_PROBLEM TO WORK ON_. Once you reach the line that holds "gnprice: This one" in the listing below, output it and every line after it through the line that holds "gnprice: This solution works for me!", word for word.

[GIVEN INFORMATION Boundary: Start]

Issue #3585, opened 2019-08-09
Sentry breaks build on Android, unless disabled


gnprice:
Attempting a normal release build fails with this error:
```
$ time yarn build:android --stacktrace
yarn run v1.17.3
$ cd android && ./gradlew assembleRelease -Psigned -Psentry --stacktrace

// ... familiar warning noise ...

> Task :app:bundleReleaseJsAndAssets FAILED

FAILURE: Build failed with an exception.

* What went wrong:
Execution failed for task ':app:bundleReleaseJsAndAssets'.
> A problem occurred starting process 'command '/home/greg/z/mobile/android/app/build/generated/assets/react/release/index.android.bundle.map''

// ... giant stack-trace ...

Caused by: java.io.IOException: Cannot run program "/home/greg/z/mobile/android/app/build/generated/assets/react/release/index.android.bundle.map" (in directory "/home/greg/z/mobile"): error=2, No such file or directory
        at net.rubygrapefruit.platform.internal.DefaultProcessLauncher.start(DefaultProcessLauncher.java:25)
        ... 7 more
Caused by: java.io.IOException: error=2, No such file or directory
        ... 8 more
```

It's not obvious this is caused by Sentry, but the workaround turns out to be to skip it, by running just `cd android && ./gradlew assembleRelease -Psigned`.

First saw the issue 2019-07-19 when building v25.7.121; it was fine when building v25.6.120 on 2019-06-18.

As a result I've been leaving Sentry out of all Android releases since then. It'd be good to debug the issue and sort it out so we can start using Sentry again.

gnprice:
This is presumably back, now that we've reverted the Sentry upgrade.

gnprice:
Fixed by #3702.

PR #3702, opened 2019-11-25
Rewrite Sentry use (v3)

ray-kraesig:
This patchset upgrades the Sentry SDK, rewrites our use of it, and adds supporting tests and Flow types.

Replacement for reverted PR #3676 and failed PR #3683.

Fixes issue #3585.


ray-kraesig:
Updated to fix CI by running `yarn-deduplicate`. No changes outside `yarn.lock`.

src/sentry.js
```diff
@@ -1,11 +1,36 @@
...
+    // eslint-disable-next-line no-console
+    console.log(`Sentry key ${displayKey} provided; initializing`);
+
+    Sentry.init({
+      dsn: key,
+      ignoreErrors: ['Network request failed'],
+    });
+  } else {
+    // This is normal behavior when running locally; only builds shipped to the
+    // storefronts will have a Sentry key.
```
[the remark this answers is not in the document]
ray-kraesig: Well, for once I know exactly how this happened. This actually got fixed for the old PR... but the fix didn't get carried over to the new one, because I didn't pull everything over from the Mac – just a few cherry-picked commits. :man_facepalming:

src/__tests__/sentry-test.js
```diff
@@ -0,0 +1,30 @@
...
+    };
+
+    test('breadcrumbs', () => {
+      expectSentryUninitialized();
+
+      Sentry.addBreadcrumb({
+        message: 'test message; should not result in a real breadcrumb',
+        level: Sentry.Severity.Debug,
+      });
+    });
```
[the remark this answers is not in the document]
ray-kraesig: That's fair.

The second one should probably stay essentially as is, though, to prevent some hypothetical future reader of Sentry event logs dismissing `Jest test error` as harmless expected noise. I've tagged it with a comment.

src/sentry.js
```diff
@@ -1,11 +1,36 @@
...
-if (config.enableSentry) {
-  Sentry.config(config.sentryKey, {
-    deactivateStacktraceMerging: true,
-    ignoreErrors: ['Network request failed'],
-  }).install();
-}
+/** Initialize Sentry into its default configuration. */
+const initSentry = () => {
+  // Under no circumstances should Jest ever execute this function.
+  if (process.env.NODE_ENV === 'test') {
```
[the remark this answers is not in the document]
ray-kraesig: (Mostly discussed offline; but for the record...)

I'm reluctant to do this – there are very, very few reasons that one should ever call `isTest`. I'd actually be more comfortable dropping this commit entirely and running the risk of sending Jest events to Sentry than implying that it's vaguely acceptable to `import { isTest } from '../config'` from arbitrary files.

As far as it being _the_ right way, I'm not sure there is one; but this one is, just barely, documented: https://jestjs.io/docs/en/24.0/getting-started.html#using-babel

Following offline discussion I've instead added a somewhat awkward, but non-`export`, `isSentryUnsafe` function to `sentry.js`, and tied that in. This comes with bonus commentary on what happens if you run Sentry in debug mode! (Spoiler: not much.)

ray-kraesig:
> Thanks @ray-kraesig ! Will be great to have this upgraded.
> 
> > [9d8f329](https://github.com/zulip/zulip-mobile/commit/9d8f329bcb71da7b906de217157132a2d54092fe) sentry: disable Sentry exactly when DSN is not specified
> 
> It feels a little odd doing this when Sentry isn't quite wired up at all -- feels a bit unmoored as I try to reason about it.
> 
> This would make sense to do before the upgrade, right? That seems clearer.

It's fallen where it has mostly because this is the point at which there's a minimal amount of Sentry code that needs editing in order to make the change. This is indeed a pretty awkward location, and I don't have any objection to pushing it back one.

(Also, Sentry _is_ wired up at this point, just incompletely: as the previous commit message notes, the native SDK and uncaught exception handler are fully functional.)

> I think some of these could likely also go before the upgrade:
> [be54c32](https://github.com/zulip/zulip-mobile/commit/be54c32cd8dacf4b99d0d812b091471c53af9c9f) sentry: check for, and guard against, Jest

* This one _could_, certainly, but I don't see that it belongs any more naturally before the upgrade than after.

> [033f60d](https://github.com/zulip/zulip-mobile/commit/033f60d376a15dec669d682d47a28e47518ed2cb) sentry: refactor initialization sequence

* The functional components of this one could, but the comment is written against Sentry 1.x. (And, again, this one doesn't seem to be more natural before than after.)

> [087498c](https://github.com/zulip/zulip-mobile/commit/087498c5a06b294ba15eea7a11607f9d1c518327) sentry: add tests to verify assumed behavior

* This one doesn't commute. These tests are written for Sentry 1.x; I have not tested it, nor anything analogous, under Sentry 0.x. Indeed, given the explicit tests for `config.enableSentry` around the old error-reporting code, I would be completely unsurprised if it failed.

  Thankfully, we don't need to care whether such tests would pass or not. Sentry 0.x's behavior in this regard is no longer relevant.


All that said: I suspect that what might make more sense to you – and _would_ trivially commute – would be moving `logging: recreate Sentry logging in utils/logging.js` backward to before the three commits you've mentioned. This would mean we'd have logging code that doesn't check whether Sentry's enabled in place before the tests that mean it's sane to write the logging code without checking whether Sentry's enabled, but a that's relatively minor inversion.

(Not done in this version.)

> "Strip stack frames" is a bit of a confusing description: much of the point is to _give_ us stack frames, right?

Well, not to give us the particular stack frames that `trimHeadFrames` stripped. Or trimmed. (I suspect if I had merely said "trim" instead of "strip" here, there would have been much less confusion.)

Reworded based on your later suggestion, though.

> Speaking of the old code, another thought: it would be helpful to separate out the "remove nonessential Sentry calls" (i.e. stop actually using Sentry) change as its own commit, coming before "upgrade Sentry". One reason is that it'd be much smaller, making it much easier to refer back to that when looking at this "recreate Sentry logging" commit which replaces that code.

:+1: (Well, :+1: except for your parenthetical comment there.)

In retrospect, it would make even more sense to have three commits: one of which removes all the Sentry 0.x code, one of which does the dependency replacement, and the last of which adds all the Sentry 1.x code. ... actually I'll give that a whirl; it should be feasible.

ray-kraesig:
> In retrospect, it would make even more sense to have three commits: one of which removes all the Sentry 0.x code, one of which does the dependency replacement, and the last of which adds all the Sentry 1.x code. ... actually I'll give that a whirl; it should be feasible.

Done. This involved pulling the logging code backward in the commit history (as mentioned earlier), for simplicity's sake.

No changes to the final codebase.

src/sentry.js
```diff
@@ -3,7 +3,7 @@ import { Sentry } from 'react-native-sentry';
 
 import config from './config';
 
-if (config.enableSentry) {
+if (config.sentryKey != null) {
```
gnprice: This one is `!= null` and the others are `!== null`. Is there a reason to make them different?

Given that the type excludes `undefined` I'm inclined to make them all `!==`.

src/__tests__/sentry-test.js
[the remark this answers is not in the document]
gnprice: Ah, I see!
```
+      // The text here is intended to prevent some hypothetical future reader of
+      // Sentry event logs dismissing the error as harmless expected noise, in
+      // case Sentry is somehow actually initialized at this point.
+      const err = new Error('Jest test error; should not result in a Sentry event
');
```

Makes sense; and thanks for the comment explaining it.

src/sentry.js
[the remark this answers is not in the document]
gnprice: This solution works for me!


> than implying that it's vaguely acceptable to `import { isTest } from '../config'` from arbitrary files.

As I said in person but FTR: the way I'd typically address this is by making the name a lot less innocuous than `isTest`. E.g. `unsafeIsInsideTest`, using something like "unsafe" that makes clear it's not OK to use without some really good reasoning for why.

It's always possible for someone to ignore that and blithely use it anyway... but someone who'd cheerfully do that can also refer directly to `process.env.NODE_ENV`, and that doesn't even have such a verbal guardrail.

The new version encapsulates this knowledge at a different boundary, and that accomplishes what I'm looking for here too.

src/sentry.js
```diff
@@ -1,11 +1,55 @@
...
+  //   [1] https://jestjs.io/docs/en/24.0/getting-started.html#using-babel
+  //   [2] https://stackoverflow.com/a/52231746
+  if (process.env.NODE_ENV === 'test' || process.env.JEST_WORKER_ID !== undefined) {
+    return 'Sentry should not be initialized while testing!';
+  }
+
+  // Running Sentry in debug mode is technically *safe*, although it's probably
+  // not *useful*. (The build process doesn't ordinarily create bundles or .map
+  // files in debug mode, so you'll probably get nonsensical stack traces.)
+  /* if (process.env.NODE_ENV === 'development') {
```
gnprice: I'm a bit confused by this pair of comments: why is it unsafe in tests, while merely not useful in debug mode?

What happens if it runs in tests? I'm imagining that it'd put some noise data in the Sentry console. But that's the same thing that would happen in a dev build, right?

src/sentry.js
ray-kraesig: No, this is just an alienism that happens not to have been caught by the linter. Fixed.

src/sentry.js
ray-kraesig: That's one scenario. Another, arguably slightly better scenario is that the calls raise (mildly cryptic) exceptions because Sentry isn't properly mocked.

Jest has no good reason to even *try* to initialize Sentry, no matter what the value of `sentryKey` is. (And because `initSentry` is invoked as a side effect of importing this file, it's possible that we might unknowingly do so when testing something else.) There is some support from Sentry for Jest-mocking... but until and unless we actually have a specific reason to jump through those hoops, I'd rather just yell.

That said, the other side was still wrong. As the comment below notes, it's acceptable and even normal to call `initSentry` while in debug mode; it should always have a null `sentryKey` in this case (unless, perhaps, *&lt;more complicated condition&gt;*), but the attempt will be made, just as is done in release.

And of course, "safe" was never the right word here. I've renamed it to "preventNoise", and simplified the call site.

ray-kraesig: Addendum: if there are still issues with this commit, I'd rather just drop it than hold up the remainder of this commit. Additional checks are generally nice, but we've done fine without these so far.

ray-kraesig:
> I think by "gross" you mean "large, obvious", but it ambiguously could mean "disgusting" -- that was actually my reading at first glance. Like "the differences are subtle, and then disgusting once you learn about them", rather than "some subtle differences, and some big obvious ones."

I've spent long enough mucking around in the SDKs' _[sic]_ guts that I'm okay with that.

> If you mean "large, obvious", how about using a different word? Many potential readers might not even know that sense of "gross" -- I think it's pretty uncommon outside some set phrases in the jargon of law and commerce, like "gross margin" and "gross negligence" -- and will only have the "disgusting" reading.

"both subtle and gross" is a sufficiently-well-established set phrase itself, I think. <sup>[[1]](https://books.google.com/ngrams/graph?content=both+subtle+and+gross&year_start=1800&year_end=2008&corpus=15&smoothing=3) [[2]](https://www.google.com/search?q=%22both+subtle+and+gross%22+-%22satiate+desires%22)</sup>

> Heh, I see there's a 1.1.0 now. Does the difference look nontrivial? If so, pretty reasonable to defer that upgrade to after finishing this big one; OTOH if it's small, it could be good to get the bugfixes. Could even include a fix that simplifies the big upgrade!

There doesn't seem to be anything in [the changelog](https://github.com/getsentry/sentry-react-native/blob/master/CHANGELOG.md) worth delaying this for. (Although we should probably look into the user-feedback API mentioned there; I vaguely recall at least one complaint on one of the storefronts about there not being a good user-feedback channel.)

> Took me a moment to realize "previously" meant "in the parent commit". It'd be good to say that; otherwise, especially for a future reader, this could mean "in some chat thread or GH issue or something".

:+1:

gnprice:
Thanks for the revisions! LGTM, and merged.

src/sentry.js
gnprice: Very helpful, thanks!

[GIVEN INFORMATION Boundary: End]

_WRITTEN RESPONSE_.
gnprice: This one is `!= null` and the others are `!== null`. Is there a reason to make them different?

Given that the type excludes `undefined` I'm inclined to make them all `!==`.

src/__tests__/sentry-test.js
[the remark this answers is not in the document]
gnprice: Ah, I see!
```
+      // The text here is intended to prevent some hypothetical future reader of
+      // Sentry event logs dismissing the error as harmless expected noise, in
+      // case Sentry is somehow actually initialized at this point.
+      const err = new Error('Jest test error; should not result in a Sentry event
');
```

Makes sense; and thanks for the comment explaining it.

src/sentry.js
[the remark this answers is not in the document]
gnprice: This solution works for me!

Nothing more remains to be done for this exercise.